In moderation, Vegemite is indeed healthy. As mentioned earlier, it contains some essential B vitamins and is known to slightly reduce the risk of birth disabilities when pregnant, keep migraines at bay, and reduce cholesterol.
It’s even been utilized in alcohol dependency programs! But it’s not all good news from a health standpoint. Vegemite is insanely salty, with one teaspoon containing 5% of your entire day’s allowance.
Eating too much of it can be detrimental to heart health and can negatively impact blood pressure.
How Does Vegemite Differ From Marmite?
Inspired by Britain’s very own polarizing spread, Marmite, Vegemite shares a lot in common with its prototype, but there are some differences to note. Vegemite is significantly more viscous than Marmite, and it’s darker too, nearing black but not quite.
And while there definitely is a bitterness to Marmite, Vegemite’s bitterness is more intense. What’s more, Vegemite is nowhere near as smooth as Marmite, and the addition of vegetable extracts and spices gives it a richer, more full-bodied and nuanced flavor profile.
It’s also much stickier than the already unfathomably sticky Marmite, so be sure not to drizzle anywhere it’s not supposed to be.
The health benefits of Vegemite and Marmite diverge too, with Marmite focusing almost exclusively on B12, which is why it’s so popular amongst our vegan friends across the pond.
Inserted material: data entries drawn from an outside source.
Issue #11059, opened 2018-03-26
FileLink should accept PathLike objects


ciupicri:
Starting with [Python 3.6][1], the [`os.PathLike`][1] interface was introduced so that functions which operate on paths would accept not only `str` or `bytes`, but also [`pathlib.PurePath`][3] for example. 

`IPython.display.FileLink` does not accept `PathLike` objects yet:

    [In]: IPython.display.FileLink(pathlib.Path(r'C:\Windows\System32\drivers\etc\hosts'))
    ---------------------------------------------------------------------------
    TypeError                                 Traceback (most recent call last)
    C:\mnt\Anaconda\5.1.0\lib\site-packages\IPython\core\formatters.py in __call__(self, obj)
        343             method = get_real_method(obj, self.print_method)
        344             if method is not None:
    --> 345                 return method()
        346             return None
        347         else:
    
    C:\mnt\Anaconda\5.1.0\lib\site-packages\IPython\lib\display.py in _repr_html_(self)
        355                     "incorrect path." % self.path)
        356 
    --> 357         return self._format_path()
        358 
        359     def __repr__(self):
    
    C:\mnt\Anaconda\5.1.0\lib\site-packages\IPython\lib\display.py in _format_path(self)
        341 
        342     def _format_path(self):
    --> 343         fp = ''.join([self.url_prefix,self.path])
        344         return ''.join([self.result_html_prefix,
        345                         self.html_link_str % (fp, self.path),
    
    TypeError: sequence item 1: expected str instance, WindowsPath found

This could be implemented by calling [`os.fspath`][4] on the parameter, but care should be taken because the function did not exist before Python 3.6.

Also for what it's worth `pathlib` objects have a method named [`as_uri()`][5].

 [1]: https://docs.python.org/3/whatsnew/3.6.html#whatsnew36-pep519
 [2]: https://docs.python.org/3/library/os.html#os.PathLike
 [3]: https://docs.python.org/3/library/pathlib.html#pathlib.PurePath
 [4]: https://docs.python.org/3/library/os.html#os.fspath
 [5]: https://docs.python.org/3/library/pathlib.html#pathlib.PurePath.as_uri

ciupicri:
This could be implemented by calling [`os.fspath`][1] on the parameter, but care should be taken because the function does not exist before Python 3.6.

[1]: https://docs.python.org/3/library/os.html#os.fspath

takluyver:
Sounds good. Maybe we can handle the compatibility something like this:

[...]

PR #11060, opened 2018-03-27
FileLink: accept path-like objects (#11059)

ciupicri:
Accept path-like objects on Python >= 3.6.


takluyver:
Thanks!

takluyver:
A lot of attributes in our code are like that - not explicitly private, but not documented either. So it's not really defined whether users can rely on them or not. In practice, we'd try not to break something like changing `filelink.path` unless there was a good reason to.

What Does Vegemite Smell Like?
Vegemite smells a bit like soy sauce, but it’s also distinct. It’s much meatier, with hints of both beef and chicken stock. Some might say there’s a subtle sulfuric note in the scent as well.
When breaking down the constituent parts of Vegemite in a laboratory environment, it was found to contain cis-9-hexadecenoic acid, a chemical related to what has been described as “old-person smell.”
Don’t worry, though; your Vegemite won’t smell like your great grandma’s house. The way in which the compounds converge alters their olfactory impact, with some elements becoming completely lost in the process, and this is one of them — Phew!
Can You Buy Vegemite In The US?
98% of Vegemite is sold in Australia. It’s something of a rarity elsewhere in the world, but it can be found in the US; you just have to look in the right places:
- Stores with imported foods — Almost any store that has an imported foods section will probably have some Vegemite for sale. Walmart typically has plenty on its shelves, as does World Market.
- Online — Online marketplaces are a great way to find foods that aren’t American staples, with Amazon being one of the best if you’re hoping to pick up some authentic Vegemite for a good price.
In summary, Vegemite has a robust umami flavor. It’s as salty as the day is long, with a sweetness on the front end, and a punchy bitterness on the back.
Eat too much in one mouthful, and it will inevitably taste horrific — Some good advice for those thinking about giving Vegemite a go… Treat it like a wasabi or an English mustard.
You wouldn’t gulp down spoonfuls of these incredibly concentrated sauces, and nor should you do so with Vegemite. Try a little with some buttered toast, then take it from there.